13.8. Internal frameworks

The Modular Component Architecture (MCA) is the backbone of Open MPI – most services and functionality are implemented through MCA components.

13.8.1. MPI layer frameworks

Here is a list of all the component frameworks in the MPI layer of Open MPI:

bml: BTL management layer
coll: MPI collective algorithms
fbtl: point to point file byte transfer layer: abstraction for individual read: collective read and write operations for MPI I/O
fcoll: collective file system functions for MPI I/O
fs: file system functions for MPI I/O
hook: Generic hooks into Open MPI
io: MPI I/O
mtl: Matching transport layer, used for MPI point-to-point messages on some types of networks
op: Back end computations for intrinsic MPI_Op operators
osc: MPI one-sided communications
pml: MPI point-to-point management layer
sharedfp: shared file pointer operations for MPI I/O
topo: MPI topology routines
vprotocol: Protocols for the “v” PML

13.8.2. OpenSHMEM component frameworks

atomic: OpenSHMEM atomic operations
memheap: OpenSHMEM memory allocators that support the PGAS memory model
scoll: OpenSHMEM collective operations
spml: OpenSHMEM “pml-like” layer: supports one-sided, point-to-point operations
sshmem: OpenSHMEM shared memory backing facility

13.8.3. Miscellaneous frameworks

allocator: Memory allocator
backtrace: Debugging call stack backtrace support
btl: Point-to-point Byte Transfer Layer
dl: Dynamic loading library interface
hwloc: Hardware locality (hwloc) versioning support
if: OS IP interface support
installdirs: Installation directory relocation services
memchecker: Run-time memory checking
memcpy: Memory copy support
memory: Memory management hooks
mpool: Memory pooling
patcher: Symbol patcher hooks
pmix: Process management interface (exascale)
rcache: Memory registration cache
reachable: Network reachability determination
shmem: Shared memory support (NOT related to OpenSHMEM)
smsc: Shared memory single-copy support
threads: OS and userspace thread support
timer: High-resolution timers

13.8.4. Framework notes

Each framework typically has one or more components that are used at run-time. For example, the btl framework is used by the MPI layer to send bytes across different types underlying networks. The tcp btl, for example, sends messages across TCP-based networks; the ucx pml sends messages across InfiniBand-based networks.

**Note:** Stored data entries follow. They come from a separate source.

PR #1176, opened 2017-11-21
Fix page width issue with wide tables

curioussavage:
This sets tables to display in inline-block mode so we
can set a max width. Tables will scroll horizontally now


curioussavage:
let me double check. Can't remember if I looked at that.

curioussavage:
:haircut_man:  good call. I applied the style changes to the mixin for tables so it affects both. Works great now.

PR #1181, opened 2018-01-12
Replace Ads request with "withAds" query param

iandeboisblanc:
Addresses tickets ADS-2595 and ADS-2653


iandeboisblanc:
👓 @dwick 

(Hi Dave, I'm Ian. We work together now. I'd love if you'd take a look and drop some feedback when you get the chance)

package.json
```diff
@@ -27,6 +27,7 @@
     "@r/middleware": "~0.8.1",
     "@r/private": "1.1.0",
     "@r/widgets": "0.2.2",
+    "@researchgate/react-intersection-observer": "^0.5.0",
```
dwick: please peg this version to `"0.5.0"`

src/app/components/Ad/index.jsx
```diff
@@ -1,84 +1,93 @@
...
     // ownProps
-    adId: T.string.isRequired,
+    postId: T.string.isRequired,
     placementIndex: T.number.isRequired,
     postProps: T.object.isRequired,
 
     // props from connect
-    adTracked: T.bool.isRequired,
-    onAdMadeImpression: T.func.isRequired,
+    onMadeImpression: T.func.isRequired,
```
dwick: 🔕 i think `onImpression` would be a better name

src/app/components/Ad/index.jsx
```diff
@@ -1,84 +1,93 @@
...
+    onMadeViewableImpression: T.func.isRequired,
```
dwick: same as above

src/app/components/Ad/index.jsx
```diff
@@ -1,84 +1,93 @@
...
-      this.props.onAdMadeImpression();
+  handleViewabilityChange = e => {
+    // an element must be 50% viewable for at least 1 second
+    // to be consider viewable per the IAB standard.
+    // Regular impressions are being fired when 50% viewable ever.
+    if (e.isIntersecting && e.intersectionRatio >= VIEWABILITY_THRESHOLD) {
+      const { onMadeViewableImpression, onMadeImpression } = this.props;
+      if (!this.state.madeImpression) {
+        // we only need to track the impression once.
+        onMadeImpression();
```
dwick: reference error: i think you want `this.props. onMadeImpression`

src/app/components/Ad/index.jsx
```diff
@@ -1,84 +1,93 @@
...
+        this.setState({ madeImpression: true });
+      }
+      this.timer = window.setTimeout(() => {
+        onMadeViewableImpression();
```
dwick: same as above

src/app/components/Ad/index.jsx
```diff
@@ -1,84 +1,93 @@
...
-    const middleIsAboveBottom = middle < winHeight;
-    const middleIsBelowTop = bottom > TOP_NAV_HEIGHT + height / 2;
-
-    if (middleIsAboveBottom && middleIsBelowTop) {
-      window.removeEventListener('scroll', this.scrollListener);
-      this.props.onAdMadeImpression();
+  handleViewabilityChange = e => {
+    // an element must be 50% viewable for at least 1 second
+    // to be consider viewable per the IAB standard.
+    // Regular impressions are being fired when 50% viewable ever.
```
dwick: is 50% actually a requirement for an impression? i know you're just reimplementing what was already there, but it looks like the IAB standard for an impression is just a request/response from the ad server: https://www.iab.com/wp-content/uploads/2015/06/Ad-Impression-Measurment-Guideline-US.pdf

might be worth bringing this up with @griffinmichl

src/app/components/Ad/index.jsx
```diff
@@ -1,84 +1,93 @@
...
+    if (e.isIntersecting && e.intersectionRatio >= VIEWABILITY_THRESHOLD) {
+      const { onMadeViewableImpression, onMadeImpression } = this.props;
+      if (!this.state.madeImpression) {
```
dwick: 🔕 i'm a fan of wrapping prop callbacks in functions if there's any addition logic to firing the handler:

```
onImpression = () => {
  if (this.state.madeImpression) return;
  
  this.setState({ madeImpression: true }, this.props.onMadeImpression);
}
```

then you can just call `this.onImpression` here. same thing can be applied to the viewable impression

src/lib/ads.js
```diff
@@ -1,112 +1,29 @@
...
-const getMostRestictiveWhitelistStatus = (...statuses) => {
-  // eslint-disable-next-line eqeqeq
-  if (statuses.find(x => x == null)) {
-    return null;
-  }
-
-  const index = Math.min(...statuses.map(s => WHITELIST_STATUS.indexOf(s)));
-
-  return WHITELIST_STATUS[index];
+const FiredPixelSet = new Set();
```
dwick: Do you think an LRU cache would be a good idea here, especially since this is targeting phones?

dwick:
Hi Ian, nice to meet you! This looks really good, the only required change is the package version, everything else is just questions/suggestions.

Before merging this can you squash it into 2 commits (request ads server side and events overhaul) that can stand on their own. ie. the first one still works if you revert the 2nd one? If not, one commit is fine. As it stands now if I were to revert one of these commits it would break, which is not ideal.

💅

src/app/components/Ad/index.jsx
griffinmichl: We chatted about it. While firing the impression earlier is correct, firing is when the ad is in view would likely increase performance. I'll check with Jamie about his thoughts on when to fire impressions.

griffinmichl:
Note: Can't be deployed until ad server ships due to server side ad injection latency

src/app/components/Ad/index.jsx
griffinmichl: Jamie said impression pixels should fire when the component mounts.

src/lib/ads.js
iandeboisblanc: After speaking to Griffin originally we thought it might not be necessary; butttt then it seemed fun, so I implemented one based on the existing LRUCache in reddit-desktop.

iandeboisblanc:
I'm going to keep this PR open while I add support for other pixel trackers (upvote, comment, etc) per suggestion from @griffinmichl . However, I incorporated all of your feedback from the earlier review, @dwick . Thanks!

iandeboisblanc:
👓 @dwick 

This PR includes all the things you saw before (plus a few fixes), but it also now incorporates pixel tracking for impressions (when in viewport), viewable impressions (50% for 1 sec), viewing comments, submitting comment, votes, & comment votes. Each commit should be able to stand on its own now.

src/app/components/Ad/index.jsx
```diff
@@ -1,84 +1,110 @@
...
+  checkAdblock() {
+    if (isHidden(findDOMNode(this))) {
+      this.props.onAdblockDetected();
+    }
+  }
+  
+  handleImpressionChange = e => {
+    // an element must enter the viewport to register as impression
+    if (e.isIntersecting) {
+      this.onImpression();
```
dwick: I thought we were firing this on mount?

dwick:
💅 just the impression issue. lg!

src/app/components/Ad/index.jsx
griffinmichl: After talking to Jamie and Tom about it, we think scrolling into view is the way to go. While doing it on mount is technically a consistent definition, how it actually turns out on the client is much different between different clients (IOS and Desktop mounting is effectively scrolling into view, while on mweb there's a good chance it would mount but never be seen).

Sorry for the confusion.

dwick:
:fish:

PR #1182, opened 2018-01-15
Only show locked icon once per post

griffinmichl:
👓 @dwick 

Locked comments currently show the locked icon twice. Once on the left side of the header and once on the right. Confirmed with Jamie he wants to remove the one on the left side (to match the native apps).


dwick:
🐟

PR #1184, opened 2018-01-24
Add redirect to /register if user.loggedOut

aboekhoff:
Intercept the call to toggle and redirect to /register if user is logged out.
@arjunb023 
@sffriend


sffriend:
💅 I think you need to remove the package-lock.json file

arjunb023:
Yup once `package-lock.json` is removed, looks good to me. 💅

PR #320, opened 2019-05-21
fix: skip data lookup when no keys returned

adammoody:
We have a bug in the case that no keys are returned in which we still send a request to lookup data to a request delegator.  It tends to work if a previous valid request has been issued, since it reuses the info for the previous valid read, which returns data out of range for the current request(s), which is then caught as an error on the client -- all by luck.

This partially fixes that to skip the lookup.

We still need logic to handle the case of holes.

### Types of changes

### Checklist:


adammoody:
Addresses https://github.com/LLNL/UnifyCR/issues/319

adammoody:
I'll leave fixing the holes to a separate PR, since it may be non trivial.  This at least fixes one bug.

PR #322, opened 2019-05-24
move from pmix to generic keyval interface

MichaelBrim:
### Description

This transitions from unifycr_pmix.[ch] to unifycr_keyval.[ch]
and implements key-value support for PMI2 and shared file
systems. The latter is the default behavior when
--enable-pmix or --enable-pmi is not selected at configure
time. The shared file system kvstore support depends on
the user setting a new configuration setting cfg.sharedfs_dir
(with corresponding env var UNIFYCR_SHAREDFS_DIR) to a path
on a file system visible to all servers/clients.

### How Has This Been Tested?

I tested on Summit TDS to make sure PMIx and file system kvstore functionality
was working. I still need to test on a PMI2 system (e.g., SLURM) to make sure 
the new support is working. 

### Types of changes

### Checklist:


common/src/unifycr_keyval.c
```diff
@@ -0,0 +1,673 @@
...
+static char pmi_errstr[MPI_MAX_ERROR_STRING];
+
+// initialize PMI2
+static int unifycr_pmi2_init(void)
+{
+    int rc, version, nprocs, rank;
+
+    rc = PMI2_Init(NULL, &nprocs, &rank, NULL, &version, NULL);
+    if (rc != MPI_SUCCESS) {
+        MPI_Error_string(rc, pmi_errstr, &pmi_errstr_len);
```
adammoody: Do you mean to use MPI to report a PMI error string?  I don't see an PMI2_Error_string in the pmi2.h, but I'm guessing MPI may not do this portably across different MPI libs.

adammoody:
Thanks, @MichaelBrim .  I like the abstraction here.  This will give us a lot of flexibility.  If PMI is broken on a system, then the file system will be a good fall back.

For PMI2, I seem to remember that the KVS_Put/Get are only meant for a group of procs that start up together, like the unify servers.  Those procs share a common key-value space.  Then one is supposed to use the Publish/Lookup methods for exposing info across process groups, like between the unify servers and clients.  However, I also seem to remember that the publish/lookup implementation in SLURM PMI2 is not complete?

common/src/unifycr_keyval.c
MichaelBrim: According to PMI2 docs I found, you are supposed to use MPI_Error_string() to get the string version of the PMI error.

MichaelBrim:
@adammoody I still need to test the PMI2 support, so we'll see if I run into the process group restrictions you mentioned. I had a discussion with the SchedMD lead developer back in April and he suggested their PMI2 support was complete.

common/src/unifycr_keyval.c
MichaelBrim: I ended up removing the use of MPI_Error_string(), and coding up my own function that uses the PMI2 error definitions.

MichaelBrim:
@adammoody I have this building ok on LC Quartz with Slurm's pmi2.h and libpmi2, but PMI2_Init() is failing. I'm not sure what's going wrong. Do you know of a particular LC system where PMI2 is known to be functioning with the default MPI?

adammoody:
I believe we are using PMI2 to start up MVAPICH2, but I would have to double check.  I think the SLURM PMI2 plugin also supports PMI apps, so MVAPICH2 is really using PMI.

Do you get any clues from the return code / error message?

MichaelBrim:
@adammoody This is ready now. It's working with SLURM PMI2 on LC Quartz. I also took your suggestion and moved to a rank-based remote lookup, rather than hostname-based.

adammoody:
Thanks, @MichaelBrim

13.8.5. MCA parameter notes

Each component typically has some tunable parameters that can be changed at run-time. Use the ompi_info(1) command to check a component to see what its tunable parameters are. For example:

shell$ ompi_info --param btl tcp

shows some of the parameters (and default values) for the tcp btl component (use --all or --level 9 to show all the parameters).

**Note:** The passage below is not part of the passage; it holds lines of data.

Issue #324, opened 2019-06-15
Multi-rank local file size bug


CamStan:
### Describe the problem you're observing
When running the [write](https://github.com/LLNL/UnifyCR/blob/dev/examples/src/write.c) and [writeread](https://github.com/LLNL/UnifyCR/blob/dev/examples/src/writeread.c) examples (mostly tested with gotcha run mode, but static does this as well) with more than one process, I get an error that looks like I simply ran out of spillover space.

```
unifycr_chunk_alloc: spill-over device out of space (15)
[1] write() failed (errno=28, No space left on device)
[1] write req 0 failed (errno=28, No space left on device)
[1] write() failed (errno=28, No space left on device)
[1] write req 1 failed (errno=28, No space left on device)
⋮
```
However, not always on the first attempt (but mostly) and always every attempt after, this occurs when writing a file that would only be 64MB in size (each process writing two chunks of 16MB a piece) and when there is multiple GB of spillover space available.

Notice this error was only thrown by `rank 1` and never by `rank 0`.

### Describe how to reproduce the problem
Set the following environment variables before running the server:
```
export UNIFYCR_DAEMONIZE=off
export UNIFYCR_SPILLOVER_ENABLED=yes
export UNIFYCR_DEBUG=on
export UNIFYCR_LOG_VERBOSITY=5
export UNIFYCR_SPILLOVER_SIZE=1073741824
export UNIFYCR_SPILLOVER_META_DIR=/path/to/ssd
export UNIFYCR_SPILLOVER_DATA_DIR=/path/to/ssd

# start the server
/path/to/bin/unifycr start -m /unifycr -e /path/to/bin/unifycrd &
```
While debugging, I used the `write-gotcha` example with either 1 node and 2 processes or 2 nodes and 1 process on each:
```
jsrun -n2 -a1 -c18 -r1 /path/to/libexec/write-gotcha -p n1 -n 2 -c 4096 -b 16384 -v -f testfile
```

### Bug 1
I'm not familiar with how all this should work as of yet, so here is what I observed. After stepping through the code multiple times, I believe I've narrowed down the cause and potentially another related bug. 

[...]

PR #325, opened 2019-06-15
Add missing fattrs to input struct in client metaset rpc

CamStan:
### Description
This adds fattrs to the input struct in the client metaset rpc so that when other ranks aside from rank 0 get the global file size, it is accurate.

See #324 for full description.

### How Has This Been Tested?
By running the examples in multiple ways as described in issue #324.

### Types of changes

### DIFF
--- a/client/src/margo_client.c
+++ b/client/src/margo_client.c
@@ -260,8 +260,13 @@ int invoke_client_metaset_rpc(unifycr_file_attr_t* f_meta)
     in.fid      = f_meta->fid;
     in.gfid     = f_meta->gfid;
     in.filename = f_meta->filename;
-    /* TODO: unifycr_metaset_in_t is missing struct stat info
-     * in->file_attr = f_meta->file_attr; */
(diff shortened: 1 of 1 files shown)


CamStan:
As mentioned in #324, I dove into some deep holes on this one and although feels I have a better understanding, I'm not positive on how the bigger picture of all these parts are suppose to behave (plus I've been staring at it way too long). However, I'm not sure where this assignment of the global file's size to the non-zero rank's local file size comes into play, or if anything should be addressed with it in this PR as well:
https://github.com/LLNL/UnifyCR/blob/52c2d7d9f36df1d3e8247d6ba0ef77802bb9313d/client/src/unifycr.c#L1319

@adammoody, I believe you also mentioned we might have some bugs in relation to global file size vs local file sizes.

MichaelBrim:
@CamStan The initial size in the metadata set during file creation will be 0, and that's what other clients who open the newly created file will see until somebody fsync()s their writes.

PR #336, opened 2019-06-28
Fix testutil create file bug

CamStan:
### Description

When running examples with more than one process and either without UnifyCR or when using file-per-process, this makes sure each process creates the file so that it can be found when opening.

### Motivation and Context

When running the `writeread` example with more than one process and doing file-per-process, only process 0 creates the file and the other processes then cannot find the file when going to open it:
```
jsrun -n2 -a1 -c18 -r1 /prefix/UnifyCR/install/libexec/writeread-static -p nn -n2 -c 4096 -b 16384 -v -f testfile
```
results in:
```
DEBUG: generating write requests
DEBUG: creating target file /unifycr/testfile-0
DEBUG: starting write requests
../../../client/src/unifycr.c:1354 in unifycr_fid_open: /unifycr/-1 does not exist (O_CREAT not given)
```
Not using UnifyCR:

**Update:** this one is fine. See comment [below](https://github.com/LLNL/UnifyCR/pull/336#issuecomment-506843838).
```
jsrun -n2 -a1 -c18 -r1 /prefix/UnifyCR/install/libexec/writeread-posix -p n1 -n2 -c 4096 -b 16384 -v -U -m /dev/shm -f testfile2
```
results in:
```
DEBUG: creating target file /dev/shm/testfile2
DEBUG: generating write requests
DEBUG: starting write requests
[1] ERROR: open(/dev/shm/testfile2) failed (errno=2, No such file or directory)
```
and not using UnifyCR while using file-per-process:
```
jsrun -n2 -a1 -c18 -r1 /prefix/UnifyCR/install/libexec/writeread-posix -p nn -n2 -c 4096 -b 16384 -v -U -m /dev/shm -f testfile3
```
results in:
```
DEBUG: creating target file /dev/shm/testfile3-0
DEBUG: generating write requests
DEBUG: starting write requests
[1] ERROR: open(/dev/shm/testfile3-1) failed (errno=2, No such file or directory)
```

### Types of changes

### DIFF
--- a/examples/src/testutil.h
+++ b/examples/src/testutil.h
@@ -872,8 +872,8 @@ int test_create_file(test_cfg* cfg, const char* filepath, int access)
         fmode = test_access_to_stdio_mode(access);
     }
 
-    // rank 0 creates
-    if (cfg->rank == 0) {
+    // rank 0 creates or all ranks create if using file-per-process
+    if (cfg->rank == 0 || cfg->io_pattern == IO_PATTERN_NN) {
         if (cfg->use_stdio) {
             fp = fopen(filepath, fmode);
             if (NULL == fp) {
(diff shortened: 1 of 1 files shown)


CamStan:
@MichaelBrim, ended up duplicating some code for this since using `-p n1` while using UnifyCR still requires the `test_barrier(cfg)` call. Possibly a better way to fix this.

MichaelBrim:
@CamStan For writeread-posix in single-shared file (-p n1) mode, the mountpoint directory *must* be on a shared file system (/dev/shm is node-local). It should work that way with no changes.

CamStan:
@MichaelBrim, nice catch, thank you. Adjusted this so it only creates for all ranks if file-per-process and the barrier only used if single-shared file.

adammoody:
Thanks @CamStan and @MichaelBrim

Note that ompi_info (without --all or a specified level) only shows a small number a component’s MCA parameters by default. Each MCA parameter has a “level” value from 1 to 9, corresponding to the MPI-3 MPI_T tool interface levels. See the LEVELS section in the ompi_info(1) man page for an explanation of the levels and how they correspond to Open MPI’s code.

Here’s rules of thumb to keep in mind when using Open MPI’s levels:

Levels 1-3:
- These levels should contain only a few MCA parameters.
- Generally, only put MCA parameters in these levels that matter to users who just need to run Open MPI applications (and don’t know/care anything about MPI). Examples (these are not comprehensive):
  - Selection of which network interfaces to use.
  - Selection of which MCA components to use.
  - Selective disabling of warning messages (e.g., show warning message XYZ unless a specific MCA parameter is set, which disables showing that warning message).
  - Enabling additional stderr logging verbosity. This allows a user to run with this logging enabled, and then use that output to get technical assistance.
Levels 4-6:
- These levels should contain any other MCA parameters that are useful to expose to end users.
- There is an expectation that “power users” will utilize these MCA parameters — e.g., those who are trying to tune the system and extract more performance.
- Here’s some examples of MCA parameters suitable for these levels (these are not comprehensive):
  - When you could have hard-coded a constant size of a resource (e.g., a resource pool size or buffer length), make it an MCA parameter instead.
  - When there are multiple different algorithms available for a particular operation, code them all up and provide an MCA parameter to let the user select between them.
Levels 7-9:
- Put any other MCA parameters here.
- It’s ok for these MCA parameters to be esoteric and only relevant to deep magic / the internals of Open MPI.
- There is little expectation of users using these MCA parameters.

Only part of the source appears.